Start of Entries supplied

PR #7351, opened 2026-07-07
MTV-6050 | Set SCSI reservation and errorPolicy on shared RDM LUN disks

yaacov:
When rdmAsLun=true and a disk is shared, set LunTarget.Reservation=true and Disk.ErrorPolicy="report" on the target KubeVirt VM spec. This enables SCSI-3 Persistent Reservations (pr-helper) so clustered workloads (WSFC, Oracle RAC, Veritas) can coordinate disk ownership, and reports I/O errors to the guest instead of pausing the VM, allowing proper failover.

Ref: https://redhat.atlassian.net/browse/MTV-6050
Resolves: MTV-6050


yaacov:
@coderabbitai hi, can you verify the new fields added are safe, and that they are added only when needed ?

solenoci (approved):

End of Entries supplied
Start of Entries supplied

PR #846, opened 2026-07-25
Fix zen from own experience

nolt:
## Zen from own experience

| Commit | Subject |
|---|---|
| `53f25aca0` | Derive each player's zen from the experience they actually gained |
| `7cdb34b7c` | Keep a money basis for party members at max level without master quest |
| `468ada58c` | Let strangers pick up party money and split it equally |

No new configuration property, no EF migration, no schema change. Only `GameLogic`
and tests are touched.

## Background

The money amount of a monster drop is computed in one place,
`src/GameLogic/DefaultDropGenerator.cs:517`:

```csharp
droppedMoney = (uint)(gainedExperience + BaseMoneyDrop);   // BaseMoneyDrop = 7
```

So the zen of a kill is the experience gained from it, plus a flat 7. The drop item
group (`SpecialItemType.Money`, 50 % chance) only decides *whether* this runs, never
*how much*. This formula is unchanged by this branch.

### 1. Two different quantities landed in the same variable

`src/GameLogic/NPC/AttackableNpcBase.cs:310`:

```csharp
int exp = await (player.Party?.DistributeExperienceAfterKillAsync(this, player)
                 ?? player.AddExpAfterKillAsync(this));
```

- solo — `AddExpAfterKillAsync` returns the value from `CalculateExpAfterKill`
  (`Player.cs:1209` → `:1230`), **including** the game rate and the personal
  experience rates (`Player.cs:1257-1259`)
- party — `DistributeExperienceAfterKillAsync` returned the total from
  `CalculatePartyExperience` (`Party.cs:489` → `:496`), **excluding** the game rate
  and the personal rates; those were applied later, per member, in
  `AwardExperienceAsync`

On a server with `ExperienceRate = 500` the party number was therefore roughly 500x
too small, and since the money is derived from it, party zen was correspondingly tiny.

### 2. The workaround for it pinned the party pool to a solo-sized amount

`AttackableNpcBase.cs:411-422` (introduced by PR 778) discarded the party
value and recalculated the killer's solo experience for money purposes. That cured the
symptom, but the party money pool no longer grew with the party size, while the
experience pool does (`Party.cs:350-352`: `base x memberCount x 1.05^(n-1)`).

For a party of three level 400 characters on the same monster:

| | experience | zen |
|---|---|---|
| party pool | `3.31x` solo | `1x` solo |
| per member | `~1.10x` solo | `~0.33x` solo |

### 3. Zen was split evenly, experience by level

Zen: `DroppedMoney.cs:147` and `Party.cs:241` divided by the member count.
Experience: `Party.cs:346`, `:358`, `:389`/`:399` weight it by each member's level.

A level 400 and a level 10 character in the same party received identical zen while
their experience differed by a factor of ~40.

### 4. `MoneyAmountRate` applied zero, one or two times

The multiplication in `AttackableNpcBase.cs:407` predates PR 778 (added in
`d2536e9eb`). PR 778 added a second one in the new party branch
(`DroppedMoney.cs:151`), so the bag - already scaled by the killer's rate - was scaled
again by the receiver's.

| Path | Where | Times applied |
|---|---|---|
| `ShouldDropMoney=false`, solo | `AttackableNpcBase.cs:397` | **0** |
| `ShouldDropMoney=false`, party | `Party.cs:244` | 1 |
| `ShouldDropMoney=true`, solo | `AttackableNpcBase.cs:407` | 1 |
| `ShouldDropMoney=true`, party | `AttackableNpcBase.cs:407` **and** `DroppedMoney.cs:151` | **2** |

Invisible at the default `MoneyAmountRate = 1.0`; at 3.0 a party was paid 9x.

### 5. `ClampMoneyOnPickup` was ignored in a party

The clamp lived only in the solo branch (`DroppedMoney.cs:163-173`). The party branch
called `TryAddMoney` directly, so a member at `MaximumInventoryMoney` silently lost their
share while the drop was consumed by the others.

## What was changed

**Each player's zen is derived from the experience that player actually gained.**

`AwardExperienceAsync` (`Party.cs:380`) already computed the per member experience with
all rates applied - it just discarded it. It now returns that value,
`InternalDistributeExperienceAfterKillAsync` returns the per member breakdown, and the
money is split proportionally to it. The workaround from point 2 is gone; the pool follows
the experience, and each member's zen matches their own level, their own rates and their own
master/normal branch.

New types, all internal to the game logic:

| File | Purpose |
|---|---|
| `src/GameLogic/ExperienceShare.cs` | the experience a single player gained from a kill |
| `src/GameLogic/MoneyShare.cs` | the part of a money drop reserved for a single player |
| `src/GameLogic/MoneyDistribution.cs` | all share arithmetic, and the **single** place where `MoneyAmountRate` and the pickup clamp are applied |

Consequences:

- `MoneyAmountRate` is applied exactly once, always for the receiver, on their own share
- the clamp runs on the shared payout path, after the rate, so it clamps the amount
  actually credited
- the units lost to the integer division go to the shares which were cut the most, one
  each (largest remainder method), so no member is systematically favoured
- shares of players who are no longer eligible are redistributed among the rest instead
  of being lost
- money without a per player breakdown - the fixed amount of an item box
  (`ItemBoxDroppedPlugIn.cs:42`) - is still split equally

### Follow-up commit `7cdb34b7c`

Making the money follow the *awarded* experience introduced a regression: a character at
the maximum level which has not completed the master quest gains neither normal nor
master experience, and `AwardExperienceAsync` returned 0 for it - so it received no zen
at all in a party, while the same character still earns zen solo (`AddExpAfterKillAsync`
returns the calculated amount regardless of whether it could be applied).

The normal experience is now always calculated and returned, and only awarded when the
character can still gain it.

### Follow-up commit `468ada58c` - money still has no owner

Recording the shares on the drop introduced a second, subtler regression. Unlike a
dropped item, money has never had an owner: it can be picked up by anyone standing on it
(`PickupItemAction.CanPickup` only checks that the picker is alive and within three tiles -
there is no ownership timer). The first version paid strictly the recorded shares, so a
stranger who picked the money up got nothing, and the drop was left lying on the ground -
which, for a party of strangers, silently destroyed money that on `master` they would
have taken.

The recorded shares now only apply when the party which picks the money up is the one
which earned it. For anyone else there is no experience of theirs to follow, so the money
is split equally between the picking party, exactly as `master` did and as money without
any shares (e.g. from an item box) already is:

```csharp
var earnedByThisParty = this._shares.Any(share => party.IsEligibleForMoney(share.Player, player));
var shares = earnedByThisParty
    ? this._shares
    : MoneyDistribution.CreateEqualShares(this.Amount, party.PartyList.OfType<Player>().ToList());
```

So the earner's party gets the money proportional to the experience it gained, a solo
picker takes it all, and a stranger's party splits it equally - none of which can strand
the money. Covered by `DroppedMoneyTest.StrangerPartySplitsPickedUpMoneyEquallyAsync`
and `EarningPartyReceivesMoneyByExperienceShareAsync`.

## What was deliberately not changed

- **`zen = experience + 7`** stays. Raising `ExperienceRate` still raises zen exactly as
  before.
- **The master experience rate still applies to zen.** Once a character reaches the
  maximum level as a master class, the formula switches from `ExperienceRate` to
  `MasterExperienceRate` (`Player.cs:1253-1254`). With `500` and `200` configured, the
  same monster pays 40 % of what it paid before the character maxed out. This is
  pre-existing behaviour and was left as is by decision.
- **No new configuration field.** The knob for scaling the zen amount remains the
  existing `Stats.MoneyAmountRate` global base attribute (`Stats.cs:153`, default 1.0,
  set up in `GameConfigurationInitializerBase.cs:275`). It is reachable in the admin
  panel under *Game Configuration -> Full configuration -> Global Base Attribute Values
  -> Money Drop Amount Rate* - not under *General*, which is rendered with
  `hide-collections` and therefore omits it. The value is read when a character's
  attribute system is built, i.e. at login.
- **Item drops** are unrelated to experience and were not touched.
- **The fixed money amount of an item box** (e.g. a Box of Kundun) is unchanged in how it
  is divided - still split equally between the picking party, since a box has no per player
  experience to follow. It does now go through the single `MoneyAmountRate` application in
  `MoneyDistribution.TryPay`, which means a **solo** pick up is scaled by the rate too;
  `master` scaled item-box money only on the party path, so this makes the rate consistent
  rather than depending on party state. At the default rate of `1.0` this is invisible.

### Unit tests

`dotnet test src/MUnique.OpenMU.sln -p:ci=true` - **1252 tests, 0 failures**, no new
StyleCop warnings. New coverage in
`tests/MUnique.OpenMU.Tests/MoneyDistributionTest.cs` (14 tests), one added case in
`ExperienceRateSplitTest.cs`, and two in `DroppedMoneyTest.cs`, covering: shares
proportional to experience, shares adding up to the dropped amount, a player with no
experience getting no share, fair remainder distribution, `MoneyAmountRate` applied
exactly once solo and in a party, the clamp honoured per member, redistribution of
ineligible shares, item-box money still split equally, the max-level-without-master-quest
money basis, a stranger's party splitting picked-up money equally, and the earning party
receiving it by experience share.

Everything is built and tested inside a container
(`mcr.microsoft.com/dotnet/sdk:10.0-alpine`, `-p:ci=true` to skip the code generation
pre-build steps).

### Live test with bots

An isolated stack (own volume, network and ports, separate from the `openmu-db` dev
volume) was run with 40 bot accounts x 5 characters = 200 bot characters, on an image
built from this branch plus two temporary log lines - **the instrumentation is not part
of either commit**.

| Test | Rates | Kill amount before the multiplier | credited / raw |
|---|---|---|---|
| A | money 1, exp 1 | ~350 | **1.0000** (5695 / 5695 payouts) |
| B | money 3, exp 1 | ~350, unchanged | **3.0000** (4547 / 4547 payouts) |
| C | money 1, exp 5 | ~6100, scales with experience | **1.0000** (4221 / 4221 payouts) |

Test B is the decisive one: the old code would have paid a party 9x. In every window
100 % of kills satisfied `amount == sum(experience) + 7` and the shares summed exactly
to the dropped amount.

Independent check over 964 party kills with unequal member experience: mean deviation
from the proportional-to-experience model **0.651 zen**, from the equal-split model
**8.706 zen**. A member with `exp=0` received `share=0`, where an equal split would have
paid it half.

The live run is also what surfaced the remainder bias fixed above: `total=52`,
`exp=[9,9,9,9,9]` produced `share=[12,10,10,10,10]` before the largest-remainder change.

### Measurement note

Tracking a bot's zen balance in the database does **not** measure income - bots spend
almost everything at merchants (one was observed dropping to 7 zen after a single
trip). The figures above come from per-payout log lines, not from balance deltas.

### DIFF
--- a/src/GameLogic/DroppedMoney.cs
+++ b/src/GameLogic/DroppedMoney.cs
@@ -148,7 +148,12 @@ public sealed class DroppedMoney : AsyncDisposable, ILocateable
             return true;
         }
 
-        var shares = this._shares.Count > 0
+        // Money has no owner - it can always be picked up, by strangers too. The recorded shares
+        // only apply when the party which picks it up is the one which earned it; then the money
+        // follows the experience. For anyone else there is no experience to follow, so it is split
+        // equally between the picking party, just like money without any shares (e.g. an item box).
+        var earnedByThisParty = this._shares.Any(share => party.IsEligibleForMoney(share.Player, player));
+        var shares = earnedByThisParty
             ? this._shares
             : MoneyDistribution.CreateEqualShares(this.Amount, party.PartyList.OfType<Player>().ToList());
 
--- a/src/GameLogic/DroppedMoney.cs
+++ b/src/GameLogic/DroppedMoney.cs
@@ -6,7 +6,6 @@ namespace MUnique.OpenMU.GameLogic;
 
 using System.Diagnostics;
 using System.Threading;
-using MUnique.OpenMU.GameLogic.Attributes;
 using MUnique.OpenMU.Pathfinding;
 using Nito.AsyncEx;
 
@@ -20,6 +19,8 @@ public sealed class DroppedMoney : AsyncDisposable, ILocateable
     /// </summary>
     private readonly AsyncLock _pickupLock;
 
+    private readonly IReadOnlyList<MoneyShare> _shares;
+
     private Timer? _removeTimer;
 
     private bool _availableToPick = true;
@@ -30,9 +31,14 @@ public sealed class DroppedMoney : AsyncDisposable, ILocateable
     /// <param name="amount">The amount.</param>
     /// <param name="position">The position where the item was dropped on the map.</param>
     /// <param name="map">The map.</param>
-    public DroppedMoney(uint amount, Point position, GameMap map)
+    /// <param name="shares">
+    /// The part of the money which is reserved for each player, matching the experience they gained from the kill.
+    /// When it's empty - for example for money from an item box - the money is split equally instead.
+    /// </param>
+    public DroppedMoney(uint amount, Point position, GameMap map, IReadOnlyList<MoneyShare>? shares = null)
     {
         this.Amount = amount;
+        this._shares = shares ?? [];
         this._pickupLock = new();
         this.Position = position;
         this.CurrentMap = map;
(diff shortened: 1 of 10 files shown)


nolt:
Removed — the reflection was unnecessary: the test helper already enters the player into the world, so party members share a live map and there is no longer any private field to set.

End of Entries supplied

Directions for this task —
Transcribe each line of the data above, unaltered, from the one where "### 3. Zen was" appears to the one where "share while the" appears, inclusive of both.

Answer to this task —
### 3. Zen was split evenly, experience by level

Zen: `DroppedMoney.cs:147` and `Party.cs:241` divided by the member count.
Experience: `Party.cs:346`, `:358`, `:389`/`:399` weight it by each member's level.

A level 400 and a level 10 character in the same party received identical zen while
their experience differed by a factor of ~40.

### 4. `MoneyAmountRate` applied zero, one or two times

The multiplication in `AttackableNpcBase.cs:407` predates PR 778 (added in
`d2536e9eb`). PR 778 added a second one in the new party branch
(`DroppedMoney.cs:151`), so the bag - already scaled by the killer's rate - was scaled
again by the receiver's.

| Path | Where | Times applied |
|---|---|---|
| `ShouldDropMoney=false`, solo | `AttackableNpcBase.cs:397` | **0** |
| `ShouldDropMoney=false`, party | `Party.cs:244` | 1 |
| `ShouldDropMoney=true`, solo | `AttackableNpcBase.cs:407` | 1 |
| `ShouldDropMoney=true`, party | `AttackableNpcBase.cs:407` **and** `DroppedMoney.cs:151` | **2** |

Invisible at the default `MoneyAmountRate = 1.0`; at 3.0 a party was paid 9x.

### 5. `ClampMoneyOnPickup` was ignored in a party

The clamp lived only in the solo branch (`DroppedMoney.cs:163-173`). The party branch
called `TryAddMoney` directly, so a member at `MaximumInventoryMoney` silently lost their
share while the drop was consumed by the others.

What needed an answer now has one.